What is required: Search the data for the string "shape" and extract every line where it appears.

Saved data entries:
__________

PR #432, opened 2026-08-31
ml_frameworks: paddle, mlx and pytorch-lightning

ccerv1:
Three products into `ml_frameworks`, worked through `docs/workflows/add-product.md`. Second
per-category tranche after #422 was re-cut; #431 is the first.

## Stage impact

| category | stage | L | B | products | gaps |
|---|---|---|---|---|---|
| `ml_frameworks` | 5 → 5 | **14 → 15** | 5.00 → 5.00 | 22 → 25 | none → none |

**No stage transition**, but `L` moved and the report names who moved it: `pytorch-lightning`
reaches maturity 4.6 under this category's 0.6/0.4 weights (adoption 5, capability 4), clearing the
4.5 bar. The category was already Stage 5 with `L` 14, so an extra leading open product cannot
change the rung — but this is the first tranche where the gate has something to report rather than
a flat line, which is the case it was built for.

`paddle` lands at 4.4 and `mlx` at 4.0, both below the bar.

## What landed

| slug | openness | adoption | capability |
|---|---|---|---|
| `paddle` | 5 open_source (Apache-2.0) | 4 usage_volume — 1,785,666/30d | 5 |
| `mlx` | 5 open_source (MIT) | 4 usage_volume — 1,464,066/30d | 4 |
| `pytorch-lightning` | 5 open_source (Apache-2.0) | 5 usage_volume — 12,410,527/30d | 4 |

All three adoption bands sit on the authoritative PyPI route, and every package was verified to
point back at its own repository before being declared. No stars-fallback and no hand-authored
instrument anywhere in this tranche.

Openness was derived by replaying the category recipe through `check_rubric.score_openness`, not
hand-assigned.

## Capability placement

`paddle` 5: a framework rather than a library on one — its own graph engine, distributed execution
and deployment path, with automatic parallelism derived from single-device tensor partitioning
annotations, and training and inference served by the same framework. That is the `pytorch` /
`tensorflow` shape, both 5 here.

`mlx` 4: foundational in design — own array type, composable transforms, autodiff, unified CPU/GPU
memory, four language APIs — but Apple silicon only, where the 5s are hardware-portable. `openvino`
is the precedent in this category: technically strong, scoped to one vendor's hardware, 4.

`pytorch-lightning` 4: structures and distributes a PyTorch training loop and depends on PyTorch
for the tensor engine and autograd. Same shape as `accelerate` at 4.

## Two calls worth reviewing

**Paddle's LICENSE reads as non-standard and isn't.** A `Copyright (c) 2016 PaddlePaddle Authors`
line is prepended above the Apache text, which is exactly the shape `add-product.md` warns makes a
genuine Apache repo report `NOASSERTION`. I confirmed the remainder is byte-identical to the
canonical template through `END OF TERMS AND CONDITIONS`, with only the standard 1,111-character
appendix after it. The score note records this so the next reader does not re-litigate it.

**`pytorch-lightning` declares one package, not two.** The same repository also publishes an
umbrella `lightning` package at 5,665,410 downloads/30d. I did not declare it: it redistributes this
code alongside Lightning Fabric, so claiming it here would take an artifact a separate product may
later need. The band is 5 either way, so the choice does not move the score — but it is a
declaration decision rather than a measurement one, and worth a second opinion.

## The freshness constraint, now measured

None of the three records a `relative_to`, and the reason is structural rather than a choice.
`check_capability` requires that a comparison not claim a fresher verification date than its root,
and **the entire corpus is stale against today**: 399 of 539 capability records were last confirmed
2026-08-13, and the only records dated 2026-08-31 are ones written in this session.

So a new product can build comparison structure *within* its own tranche — `onetrainer at
ai-toolkit` in #431 does — but it cannot link into an established anchor without refreshing that
anchor first. Every candidate root here (`pytorch`, `tensorflow`, `accelerate`, `openvino`, `jax`)
is 2026-08-13.

The comparison reasoning is therefore in each note, naming the peer and the band logic, with the
machine claim omitted. That keeps the argument reviewable without asserting a re-derivation I did
not do.

One wrinkle worth knowing: the notes cannot state the dates. `tests/test_score_notes.py` forbids a
note from stating a date unless the date is a fact about the product — chronology is git's job. My
first draft explained the omission by citing the roots' confirmation date and the guard caught all
three. So the notes now make the argument in undated form, and the dates live in `last_verified`
and the history. Coherent, but it means **the freshness cost cannot be recorded in the corpus
itself** — it has to be a gate or a report, which is a further argument for the stage-impact and
anchor-refresh tooling being real code rather than a convention.

This is a roadmap input, not just a note on this PR: **structured comparisons have a freshness
cost.** Either each category pass opens with an anchor refresh, or new products score standalone
and the `relative_to` graph stops growing.

## Files

Products, scores, the `ml_frameworks` roster, three existing org rosters appended
(`paddlepaddle`, `apple`, `lightning-ai` — no new org files needed), `long_tail.json` re-synced
539 → 542, and the corpus goldens. Every golden delta is the expected size: `axis_results` 542 =
product count, axis rows +9 = three axes × three products, reconciliation +3, parity +3.


ccerv1:
Rebased onto main after #431 landed. New head `40096d2`.

Six files conflicted, all derived values: `long_tail.json` and the five golden pins. Resolved by taking main's side and **recomputing from the combined corpus** rather than picking either version — the product, score, roster and org files merged cleanly with no conflict.

Every recomputed delta is the expected size for eight products across both PRs:

| golden | before | after | delta |
|---|---:|---:|---|
| `axis_results` / reconciliation | 539 | 547 | +8 products |
| axis rows | 1617 | 1641 | +24 = 3 axes × 8 |
| `check_parity` computed | 534 | 542 | +8 |
| `long_tail.counts.scored` | 539 | 547 | +8 |

Stage impact re-run against the new main is unchanged: `ml_frameworks` stage 5 → 5, **L 14 → 15** (`pytorch-lightning`), B 5.00, 22 → 25 products, no transition.

Full preflight green on this head: all 15 locally-runnable CI steps.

__________

Exercise output:
`tensorflow` shape, both 5 here.
for the tensor engine and autograd. Same shape as `accelerate` at 4.
line is prepended above the Apache text, which is exactly the shape `add-product.md` warns makes a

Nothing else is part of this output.